SGA discusses future of SAFAC rollover money, delays Student Savings Plan

SGA discusses future of SAFAC rollover money, delays Student Savings Plan

By Daria Sokolova


Roosevelt University’s Student Government Association, the organization that addresses student needs and concerns, held its weekly meeting Oct. 16 from 5 to 6 p.m.

According to SGA Treasurer Svjetlana Grbic, a total of 17 senators from the Committees of Academics, Campus Life, Communications and Political Affairs were present at the meeting that took place in the Spertus Lounge of the Auditorium Building.

SGA President Joseph Knotts started the meeting by announcing executive reports that included information about his recent meeting with University President Charles Middleton.

“My meeting with President Middleton is a monthly occurrence that he has held with Student Government presidents since the beginning of his presidency,” Knotts said. “It’s largely meant for the SGA president to prepare for the monthly University Senate Meeting, where I give a brief update on student affairs to the faculty and staff.”

Knotts said one of the topics he discussed with Middleton was the possibility of opening a health care center on campus in Chicago. As Knotts mentioned, some progress has been made since SGA pitched the idea.

“Almost a year ago, SGA had a healthcare commission,” Grbic explained. “The commission worked on gathering information about getting a nurse on campus. We passed along our findings, and now they are looking into bringing a nurse on campus.”

Following the opening statement, the senate held a vote on the color of signature cardigans that would serve as a uniform for those members of the senate who represent SGA at on- and off-campus events. Senators could choose between black, gray and blue colors.

“We are ordering cardigans because we want something to wear when we attend student events,” Grbic said. “We want to let the students know SGA is in attendance. We go with cardigans over T-shirts, because they are more appropriate for our organization.”

SGA decided on black cardigans, and Grbic said the organization will use its own budget to pay for them.

After the vote, chair of the Campus Life Committee, Sen. John Imperato announced that the Student Activity Fee Allocation Committee had a total of $40,000 in rollover money available for students’ needs.

“As of now, we have rollover money for the school,” Imperato said. “It’s not any organization’s money. We want to use $40,000 for the students. And we don’t want to do it in a way where we are just asking SGA and RU Proud. It’s for everyone.”

“The Student Government put up for referendum that a Student Activity Fee be included in tuition,” Knotts explained. “It passed and was approved by President Middleton. Ever since, students have payed the $25 fee with their tuition. From there, it is split up about 60-40 to SPEED and SAFAC. SPEED puts on all the big events and funds some other things, as well. SAFAC allocates the rest of the fee money to various student orgs. based on how much they will be able to benefit the student body.”

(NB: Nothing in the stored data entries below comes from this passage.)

PR #1134, opened 2020-03-11
Adding support for working with stories from the API client, as well as adding aggregation support in the backend

kiddinn:
This PR does quite a few things:

1. Increments client API version number
2. Adds a Story class that can add views and text to a story
3. Adds the ability to delete a story from a sketch in the API
4. Adds some logging into the API client for failed resource fetches
5. Adds the ability to create and list stories in the sketch object for the API client
6. Adds ability to manipulate and work with stories and individual blocks in the API client
7. Adds the ability for analyzers to add aggregation to stories.
8. Fixes an issue where API client tests weren't run and fixes broken tests

### DIFF
--- a/api_client/python/timesketch_api_client/sketch.py
+++ b/api_client/python/timesketch_api_client/sketch.py
@@ -166,7 +166,7 @@ class Sketch(resource.BaseResource):
         story_dict = response_json.get('objects', [{}])[0]
         return story.Story(
             story_id=story_dict.get('id', -1),
-            sketch_id=self.id,
+            sketch=self,
             api=self.api)
 
     def list_aggregations(self):
@@ -250,7 +250,7 @@ class Sketch(resource.BaseResource):
         for story_dict in stories:
             story_list.append(story.Story(
                 story_id=story_dict.get('id', -1),
-                sketch_id=self.id,
+                sketch=self,
                 api=self.api))
         return story_list
 
--- a/api_client/python/timesketch_api_client/sketch.py
+++ b/api_client/python/timesketch_api_client/sketch.py
@@ -211,14 +211,38 @@ class Sketch(resource.BaseResource):
                 return aggregation_obj
         return None
 
+    def get_story(self, story_id=None, story_title=None):
+        """Returns a story object that is stored in the sketch.
+
+        Args:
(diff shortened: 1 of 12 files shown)


api_client/python/timesketch_api_client/sketch.py
```diff
@@ -143,6 +144,31 @@ def _build_pandas_dataframe(self, search_response, return_fields=None):
...
+        data = {
+            'title': title,
+            'content': ''
+        }
+
+        response = self.api.session.post(resource_url, json=data)
+        response_json = response.json()
+        story_dict = response_json.get('objects', [{}])[0]
+        return story.Story(
+            story_id=story_dict.get('id', -1),
```
berggren: -1 ?

api_client/python/timesketch_api_client/sketch.py
```diff
@@ -185,14 +211,38 @@ def get_aggregation(self, aggregation_id):
                 return aggregation_obj
         return None
 
+    def get_story(self, story_id=None, story_title=None):
+        """Returns a story object that is stored in the sketch.
+
+        Args:
+            story_id: an integer indicating the ID of the story to
+                be fetched. Defaults to None.
```
berggren: Isn't this argument required?

api_client/python/timesketch_api_client/sketch.py
kiddinn: don't remember why, cjhanged to zero

api_client/python/timesketch_api_client/sketch.py
kiddinn: no, either one... if need to provide either one, if you provide story_title the first instance of a story with that title will be returned... made that a bit more clear in the documentation.

kiddinn:
responded to comments

api_client/python/timesketch_api_client/sketch.py
berggren: hmm, is this really what we want? Oh, a Story for that sketch right? that would make sense

berggren: Ok, this is for the sketch. All good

The announcement spurred an array of ideas for the most productive investment for the rollover money. Some senators expressed ideas of contacting RU Green and spending money on planting trees around the Schaumburg Campus, while others suggested investing in a “multicultural room”—a place where students could productively spend their leisure time.

Juliet Anderson, senator from the Communications Committee, proposed a potential survey that would help to determine how the student body wants to allocate the funds.

Imperato noted that a specialized event also could help to reach a broader number of students.

“We want to come up with multiple ways of communications to get a collective [opinion],” he said. “Maybe host an event.”

According to Imperato, SAFAC currently holds $20,000 available for student events in the fall semester on top of the rollover $40,000.

“I believe $4,000 has been spent already, but then the $40,000 is separate from that,” Imperato said.

Another topic for discussion was the Memorandum of Understanding between a company called Collegiate Services Inc. and SGA. The agreement would establish a Student Savings Club at the university in order to provide discounted goods and services from local and national businesses to students in an exchange for a $1,000 annual fee.

Knotts said adopting the agreement is a multi-step process that would require a subsequent approval of such organizations as the Center for Student Involvement and SPEED.

“Representatives from CSI would have to approve it, and $1,000 would have to come from SPEED,” Knotts explained.

According to Knotts, several Chicago schools, including the University of Illinois at Chicago, have already adopted the Memorandum of Understanding that gives students discounts at a variety of stores and businesses that include Baskin Robbins, Dunkin Donuts, Hookah Lounge and Foodler.

After going over the main points of the agreement, Anderson addressed a few questions concerning its efficacy.

“We want to make sure students are going to be interested in the businesses that are offered, otherwise it would be certainly irrelevant to us,” Anderson said.

Facing a number of unanswered questions including the limited range of services and their actual benefit to students, SGA was unable to come to a unanimous decision.

“The Student Savings Club is far too controversial at this time to come to an agreement,” Knotts said. “It’s quite a bit of money to invest, and we need to make sure it’s worth it. The E-Board will be meeting with the representative soon to gain a greater understanding.”

At the end of the session, senators tabled the Student Discount Card and sent it to the Campus Life Committee that will examine the proposal more thoroughly before presenting their final decision to the Senate.